- Occupation: Professor of mitochondrial genetics
- Parent: E. C. Poulton (father)

Academic background
- Alma mater: Lady Margaret Hall, Oxford

Academic work
- Discipline: Medicine, genetics
- Sub-discipline: Mitochondrial diseases
- Institutions: University of Oxford

= Joanna Poulton =

British medical researcher

Joanna Poulton is a British medical researcher, and Professor of Mitochondrial Genetics at the University of Oxford. She is an honorary consultant in Oxford, where she works on diseases caused by mutations in mitochondrial DNA. Such mutations are associated with many diseases, including diabetes, organ failure, deafness, and blindness, and are also important in neurodegeneration and aging. Poulton has spoken up on behalf of women in academia, as well as on the effects of neurodiversity on women's careers.

==Education and career==
Poulton is the daughter of the physician and psychologist E. C. Poulton. Her mother, one of the earliest women to study medicine at the University of Cambridge, gained her MD at the age of 90. Poulton credits her parents for having taught her and her siblings a scientific attitude and critical thinking.

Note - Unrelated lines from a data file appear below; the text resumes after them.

PR #179, opened 2023-08-04
Add identification of golang binaries

marcin-ol:
Support identification of Golang binaries by looking for ELF section `.note.go.buildid`, supported since Go 1.5.
Reference: https://github.com/golang/go/issues/11048.

### DIFF
--- a/granulate_utils/golang.py
+++ b/granulate_utils/golang.py
@@ -25,8 +25,7 @@ def get_golang_buildid(process: Process) -> Optional[str]:
     elf_path = f"/proc/{process.pid}/exe"
     try:
         # section .note.go.buildid has been added since version 1.5: https://github.com/golang/go/issues/11048
-        golang_buildid = get_elf_buildid(elf_path, ".note.go.buildid", lambda note: note.n_name == "Go")
-        return golang_buildid
+        return get_elf_buildid(elf_path, ".note.go.buildid", lambda note: note.n_name == "Go")
     except FileNotFoundError:
         raise NoSuchProcess(process.pid)
 
--- a/granulate_utils/golang.py
+++ b/granulate_utils/golang.py
@@ -9,12 +9,26 @@ from typing import Optional
 
 from psutil import NoSuchProcess, Process
 
-from granulate_utils.linux.elf import read_elf_symbol, read_elf_va
+from granulate_utils.linux.elf import get_elf_buildid, read_elf_symbol, read_elf_va
 from granulate_utils.linux.process import is_kernel_thread
 
 
 def is_golang_process(process: Process) -> bool:
-    return not is_kernel_thread(process) and get_process_golang_version(process) is not None
+    return not is_kernel_thread(process) and get_golang_buildid(process) is not None
+
+
+@functools.lru_cache(maxsize=4096)
+def get_golang_buildid(process: Process) -> Optional[str]:
+    """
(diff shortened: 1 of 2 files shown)


granulate_utils/golang.py
```diff
@@ -9,12 +9,26 @@
...
+@functools.lru_cache(maxsize=4096)
+def get_golang_buildid(process: Process) -> Optional[str]:
+    """
+    Gets the golang build ID embedded in an ELF file section as a string, or None if not present.
+    """
+    elf_path = f"/proc/{process.pid}/exe"
+    try:
+        # section .note.go.buildid has been added since version 1.5: https://github.com/golang/go/issues/11048
+        golang_buildid = get_elf_buildid(elf_path, ".note.go.buildid", lambda note: note.n_name == "Go")
+        return golang_buildid
```
Jongy, line 29:
```suggestion
        return get_elf_buildid(elf_path, ".note.go.buildid", lambda note: note.n_name == "Go")
```

granulate_utils/linux/elf.py
```diff
@@ -71,18 +71,19 @@ def get_elf_arch(elf: ELFType) -> str:
         return elf.get_machine_arch()
 
 
-def get_elf_buildid(elf: ELFType) -> Optional[str]:
+def get_elf_buildid(elf: ELFType, section: str, note_check: Callable[[Any], Any] = lambda n: True) -> Optional[str]:
```
Jongy, line 74: Does it make sense to have a default value for the note? And furthermore, a default value that behaves differently that the past behavior?

I'd just remove the default and require the caller to pass it.

If you can add types that's also good :)

Jongy:
Related: https://github.com/Granulate/gprofiler/issues/817

granulate_utils/golang.py
marcin-ol: 👍

granulate_utils/linux/elf.py
marcin-ol: 👍

Jongy:
Btw this change will have a side effect of greatly improving the performance (iterating over sections is much less work than iterating over symbols), helping for https://github.com/Granulate/gprofiler/issues/696 cause.

granulate_utils/linux/elf.py
```diff
@@ -71,18 +71,19 @@ def get_elf_arch(elf: ELFType) -> str:
...
+def get_elf_buildid(elf: ELFType, section: str, note_check: Callable[[NoteSection], bool]) -> Optional[str]:
     """
-    Gets the build ID embedded in an ELF file section as a hex string,
+    Gets the build ID embedded in an ELF file note section as a hex string,
     or None if not present.
+    Lambda argument is used to verify that note meets caller's requirements.
     """
     with open_elf(elf) as elf:
-        build_id_section = elf.get_section_by_name(".note.gnu.build-id")
+        build_id_section = elf.get_section_by_name(section)
```
Jongy, line 81: Can name it note_section as it's not necessarily a build-id one anymore

Jongy (changes requested):
One final small comment.

Other than that I'll have to review the usage of changed functions (`is_golang_process` and `get_elf_buildid`) in other project which use granulate-utils to ensure compatibility is kept.

Jongy:
No problematic usages. I'm ready to merge this - just waiting on your reply on the last comment.

Jongy (approved):

PR #180, opened 2023-08-06
linux: ekf: Use raise_nosuchprocess on open_elf() so it catches all

Jongy:
@d3dave is this the right way or should I swap contextmanager and raise_nosuchprocess?


d3dave:
> @d3dave is this the right way or should I swap contextmanager and raise_nosuchprocess?

Neither. The `yield ...` or `with ...` must be entirely within `try-except` which you can't do like this. Simplest approach is probably to swap the decorators (so you don't have to define the `raise` func as a `contextmanager`) and then to do a `yield from` if the wrapped function is a generator function or if the value is a generator.

d3dave (approved):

In 1976, Poulton gained a BA in physiological sciences at Lady Margaret Hall, University of Oxford, followed by a Bachelor of Medicine and Bachelor of Surgery in 1979. She became a Member of the Royal College of Physicians, London, in 1982. She was awarded a doctorate in medicine at Oxford in 1991. In 1997, she became a Fellow of the Royal College of Paediatrics and Child Health, London, and in 2013 was made a Fellow of the Royal College of Physicians, London.

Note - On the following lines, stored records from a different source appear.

PR #186, opened 2023-08-16
Java: fix `parse_jvm_version` `vm_name` regex pattern

roi-granulate:
1. better regex:
e.g. this regex was failed to match the [functions' own `java -version` output example](https://github.com/Granulate/granulate-utils/blob/dadafab/granulate_utils/java.py#L136)
2. on my PC it's `Java HotSpot(TM) 64-Bit Server VM`... so I added support
3. replaced `TODO` with an informative comment
4. tests, including the documented `java -version` example from `parse_jvm_version()`

one question I have is why do we need the regex? why can't we just `lines[2].startswith()` or even `if 'HotSpot' in lines[2]`?

### DIFF
--- a/granulate_utils/java.py
+++ b/granulate_utils/java.py
@@ -191,18 +191,18 @@ def parse_jvm_version(version_string: str) -> JvmVersion:
         build = int(matched[0])
 
     # There is no real format here, just use the entire description string until the part which describes the build.
-    m = re.match(r"(.*?) \((?:product )?build", lines[2])
+    m = re.match(r"(.*?) (?:\(.*\))?\((?:product )?build", lines[2])
     assert m is not None, f"Missing build description? {lines[2]}"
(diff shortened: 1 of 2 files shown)


Jongy (approved):
You can merge, and create a PR in gProfiler that updates the granulate-utils reference.

Jongy:
> better regex:
> e.g. this regex was failed to match the [functions' own java -version output example](https://github.com/Granulate/granulate-utils/blob/dadafab/granulate_utils/java.py#L136)

You can add the example as a testcase as well :)

roi-granulate:
@Jongy 

> You can add the example as a testcase as well :)


> 4. tests, including the documented java -version example from parse_jvm_version()

Jongy:
Good @roi-granulate I missed it. Thanks

PR #187, opened 2023-08-16
Support Mappings in the Metadata type

netaneld122:
Support Mappings in Metadata so we could pass other dict-like objects.


netaneld122:
Breaks too much stuff, closing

Poulton is the author or co-author of over three hundred scientific publications, and her research has been key in the field of mitochondrial genetics. Well into her 50s, Poulton was diagnosed with ADHD, Attention Deficit Hyperactivity Disorder. She sought the diagnosis to help explain her perceived disorganisation and relative lack of success in gaining research grants. Poulton has referred to the glass ceiling encountered by professional women, and to the difficulties experienced by women academics in general in fields dominated by men. She has been active in supporting female colleagues and students and is arguably one of very few Oxford professors who has publicised her ADHD diagnosis.

==Research==
Poulton's research has focused on mitochondrial genetics and mitochondrial disease. Mitochondria are cellular organelles involved in energy metabolism in living organisms. They carry a small amount of DNA, known as mitochondrial DNA. Mutations in mitochondrial DNA are inherited from the mother, i.e. they are passed on through the female line. In cases where a mitochondrial mutation has occurred, a patient will carry a mixture of the mutated, damaged DNA, and the normal DNA, in varying proportions in different cells (a phenomenon known as heteroplasmy); the severity of the resulting disease will depend on this proportion. Poulton's data helped demonstrate the existence of a genetic bottleneck during the transmission of mitochondrial DNA from one generation to another. Her findings helped pave the way for improvements in methods to address mitochondrial disease, including the three-parent-baby approach. More recently, Poulton has addressed potential therapies to alleviate the severity of some mitochondrial diseases.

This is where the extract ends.